Ike Clanton and Tom McLaury rode into Tombstone on October 25, 1881, and the next day were arrested by Virgil Earp for carrying firearms within the city limits. After being disarmed and released, the two were joined by their brothers, Billy Clanton and Frank McLaury, and Virgil was determined that they would surrender their arms as well. By now the town’s saloons were buzzing with what the barflies felt sure was a showdown between the Earps and the “Cow-boys,” both factions known to have threatened to kill the other.

Virgil recruited Wyatt and Morgan as deputies in what he knew would be a dangerous arrest, and on that sunny Wednesday afternoon, as the Earps walked down Fremont Street, Doc Holliday jumped off the boardwalk, shotgun in hand, to join them. The four headed for the vacant lot behind the O.K. Corral where the Clantons, McLaurys, and a rustler and would-be gunslinger named Billy Claiborne, had gathered.

There are countless conflicting accounts of the “battle,” including several accusing the Earps of premeditated ambush and murder, but it appears that Wyatt and Billy Clanton “opened the ball” with wild gunshots after which Holliday shot Billy in the chest with his sidearm then cut Tom McLaury down with the shotgun.
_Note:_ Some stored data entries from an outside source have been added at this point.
PR #9423, opened 2023-09-22
[warnings] fixed reserved-identifer warnings

akallabeth:


server/proxy/pf_context.c
```diff
@@ -89,6 +93,12 @@ void StaticChannelContext_free(pServerStaticChannelContext* ctx)
 	free(ctx);
 }
 
+static void HashStaticChannelContext_free(void* ptr)
+{
+	pServerStaticChannelContext* ctx = (pServerStaticChannelContext*)ptr;
```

Meantime, Ike Clanton and Billy Claiborne lit out for the hills and escaped while Frank McLaury got off a shot toward Holliday that creased the Georgian’s hip. Wyatt’s return shot (some say it was Holliday’s) was true: it struck McLaury in the head, killing him instantly. Virgil took a bullet in the leg, Morgan was shot in the shoulder; Wyatt was untouched.
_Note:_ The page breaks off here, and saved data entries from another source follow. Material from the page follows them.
PR #9427, opened 2023-09-25
Implement connection to child session

hardening:
Only available on windows with `/connect-child-session` you can connect to your RDP child session under windows.

### DIFF
--- a/libfreerdp/core/childsession.c
+++ b/libfreerdp/core/childsession.c
@@ -1,0 +1,340 @@
+/**
+ * FreeRDP: A Remote Desktop Protocol Implementation
+ * Named pipe transport
+ *
+ * Copyright 2023 David Fort <contact@hardening-consulting.com>
+ *
+ * Licensed under the Apache License, Version 2.0 (the "License");
+ * you may not use this file except in compliance with the License.
+ * You may obtain a copy of the License at
+ *
+ *     http://www.apache.org/licenses/LICENSE-2.0
+ *
+ * Unless required by applicable law or agreed to in writing, software
+ * distributed under the License is distributed on an "AS IS" BASIS,
+ * WITHOUT WARRANTIES OR CONDITIONS OF ANY KIND, either express or implied.
+ * See the License for the specific language governing permissions and
+ * limitations under the License.
+ */
+
+#include "tcp.h"
+#include <winpr/library.h>
+#include <winpr/assert.h>
+#include "childsession.h"
+
+#define TAG FREERDP_TAG("childsession")
+
+typedef struct
+{
+	HANDLE hFile;
+} WINPR_BIO_NAMED;
+
+static int transport_bio_named_uninit(BIO* bio);
+
+static int transport_bio_named_write(BIO* bio, const char* buf, int size)
+{
+	WINPR_ASSERT(bio);
+	WINPR_ASSERT(buf);
+
+	WINPR_BIO_NAMED* ptr = (WINPR_BIO_NAMED*)BIO_get_data(bio);
+
+	if (!buf)
+		return 0;
+
+	BIO_clear_flags(bio, BIO_FLAGS_WRITE);
+	DWORD written = 0;
+
+	BOOL ret = WriteFile(ptr->hFile, buf, size, &written, NULL);
+	WLog_VRB(TAG, "transport_bio_named_write(%d)=%d written=%d", size, ret, written);
+
+	if (!ret)
+		return -1;
+
+	if (written == 0)
+		return -1;
+
+	return written;
+}
+
+static int transport_bio_named_read(BIO* bio, char* buf, int size)
+{
+	WINPR_ASSERT(bio);
+	WINPR_ASSERT(buf);
+
+	WINPR_BIO_NAMED* ptr = (WINPR_BIO_NAMED*)BIO_get_data(bio);
+
+	if (!buf)
+		return 0;
+
+	BIO_clear_flags(bio, BIO_FLAGS_READ);
+
+	DWORD readBytes;
+	BOOL ret = ReadFile(ptr->hFile, buf, size, &readBytes, NULL);
+	WLog_VRB(TAG, "transport_bio_named_read(%d)=%d read=%d", size, ret, readBytes);
+	if (!ret)
+	{
+		if (GetLastError() == ERROR_NO_DATA)
+			BIO_set_flags(bio, (BIO_FLAGS_SHOULD_RETRY | BIO_FLAGS_READ));
+		return -1;
+	}
+
+	if (readBytes == 0)
+	{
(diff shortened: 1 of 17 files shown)


libfreerdp/core/childsession.c
```diff
@@ -0,0 +1,332 @@
...
+	}
+
+	BIO_set_init(bio, 0);
+	BIO_set_flags(bio, 0);
+	return 1;
+}
+
+static int transport_bio_named_new(BIO* bio)
+{
+	BIO_set_flags(bio, BIO_FLAGS_SHOULD_RETRY);
```
akallabeth, line 189: `WINPR_ASSERT` all pointer arguments that must not be `NULL`

libfreerdp/core/childsession.c
```diff
@@ -0,0 +1,332 @@
...
+		BIO_set_data(bio, NULL);
+		free(ptr);
+	}
+
+	return 1;
+}
+
+BIO_METHOD* BIO_s_namedpipe(void)
+{
+	static BIO_METHOD* bio_methods = NULL;
```
akallabeth, line 221: sure it is a good idea to make this a single instance without thread sync?

libfreerdp/core/childsession.c
```diff
@@ -0,0 +1,332 @@
...
+		WLog_INFO(TAG, "child sessions aren't enabled");
+		if (!WTSEnableChildSessions(TRUE))
+		{
+			WLog_ERR(TAG, "error when calling WTSEnableChildSessions");
+			goto out;
+		}
+		WLog_INFO(TAG, "successfully enabled child sessions");
+	}
+
+	HANDLE hModule = LoadLibraryA("winsta.dll");
```
akallabeth, line 266: better scope this, `goto` does not like variables initialized after the first statement

libfreerdp/core/childsession.c
```diff
@@ -0,0 +1,332 @@
...
+	if (!hModule)
+		return FALSE;
+	WCHAR pipePath[0x80];
```
akallabeth, line 269: initialize with `={0};`

libfreerdp/core/childsession.c
```diff
@@ -0,0 +1,332 @@
...
+	char pipePathA[0x80];
```
akallabeth, line 270: initialize with `={0};`

libfreerdp/core/childsession.c
```diff
@@ -0,0 +1,332 @@
...
+	}
+
+	HRESULT hStatus = createChildSessionFn(pipePath, 0x80);
+	if (!SUCCEEDED(hStatus))
+	{
+		WLog_ERR(TAG, "error 0x%x when creating childSessionTransport", hStatus);
+		goto out;
+	}
+
+	ConvertWCharToUtf8(pipePath, pipePathA, sizeof(pipePathA));
```
akallabeth, line 288: better use `ConvertWCharNToUtf8` as the size of `pipePath` is known

libfreerdp/core/childsession.c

About 30 shots were fired in about 30 seconds, leaving three men dead, three wounded.

Until the end of the century Wyatt and Josie wandered the West, Denver to Coeur d’Alene, San Diego to Nome, Alaska, with Wyatt gambling and speculating in mining and real estate. He kept a low profile, but in San Francisco in December 1896, he refereed a prizefight between Bob Fitzsimmons and Tom Sharkey that got his name and his Old West history in the newspapers. He not only wore his sidearm in the ring but also disqualified Fitzsimmons for a low blow.
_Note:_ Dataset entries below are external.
PR #645, opened 2021-11-12
Continuous legend using color table

shruthirai:


react/src/lib/components/DeckGLMap/components/ContinuousLegend.tsx
```diff
@@ -1,106 +1,96 @@
...
 
-            const legendaxis = axisRight(legendscale)
-                .scale(legendscale)
-                .tickValues(legendscale.domain());
-            const svg = select(selected_id)
-                .append("svg")
-                .attr("height", legendheight - 3 + "px")
-                .attr("width", legendwidth - 20 + "px");
+        //create tick marks
+        const xLeg = scaleLinear().domain([min, max]).range([10, 258]);
```
shadab-skhan, line 83: Why are we using hard coded range?

react/src/lib/components/DeckGLMap/utils/continuousLegend.ts
```diff
@@ -1,5 +1,86 @@
...
+interface colorTemplate {
+    name: string;
+    properties: propertiesArr;
+}
+
+export function colorsArray(
+    objectName: string
+): [number, number, number, number][] {
+    const properties = colorTemplate[0]["properties"];
+    const propertiesData = properties.filter(
```
shadab-skhan, line 32: we can use type insensitive comparison by using toLower

react/src/lib/components/DeckGLMap/utils/continuousLegend.ts
```diff
@@ -1,5 +1,86 @@
...
+}
+
+export function rgbValues(
+    objectName: string,
+    point: number
+): number[] | { r: number; g: number; b: number; opacity: number } | undefined {
+    const color_table = colorsArray(objectName);
+    const colorArrays = color_table.find(
+        (value: [number, number, number, number]) => {
+            return point.toFixed(2) == value[0].toFixed(2);
```
shadab-skhan, line 48: Comparing with 2 decimal points may not work for some log/property data.

react/src/lib/components/DeckGLMap/components/ContinuousLegend.tsx
shruthirai: Here range is used to adjust the position of tick line according to legend, which will always be same, so I feel that's fine to give hard coded range.

react/src/lib/components/DeckGLMap/utils/continuousLegend.ts
shruthirai: Changes as per the comment

react/src/lib/components/DeckGLMap/utils/continuousLegend.ts
shruthirai: Removed toFixed(2) because as per the logic however, it checks if point and value matches else it will do interpolation.

react/src/lib/components/DeckGLMap/storybook/DeckGLMap.stories.jsx
```diff
@@ -21,9 +23,14 @@ const Template = (args) => {
...
+            colorTables={colorTables}
         />
     );
 };
 
 export const Default = Template.bind({});
 Default.args = exampleData[0];
+
+export const templateData = Template.bind({});
+templateData.args = { template: colorTemplate, colorTables: colorTables };
```
shadab-skhan, line 36: this templateData won't work on storybook as it will need other props from exampleData too

shadab-skhan (commented):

From 1906 until his death, Wyatt and Josie made their home in Los Angeles where his friends included the movie actors William S. Hart and Thomas Hezekiah “Tom” Mix and the celebrated trial lawyer Earl Rogers. Rogers’ daughter, Adela Rogers St. John, visited the Earps frequently at their Los Angeles home and wrote of him in magazines and in her 1969 book The Honeycomb. She remembered him as tall and straight as a pine tree at age 80. He had snow-white hair and moustache but did not seem old. What he did seem, she said, was “awesome.” Wyatt Earp died at age 80 on January 13, 1929, his ashes buried in the Marcus family plot in Colma, south of San Francisco. Tom Mix and William S. Hart were among his pallbearers. When Josie died in 1944 at the age of 75, she was buried beside him.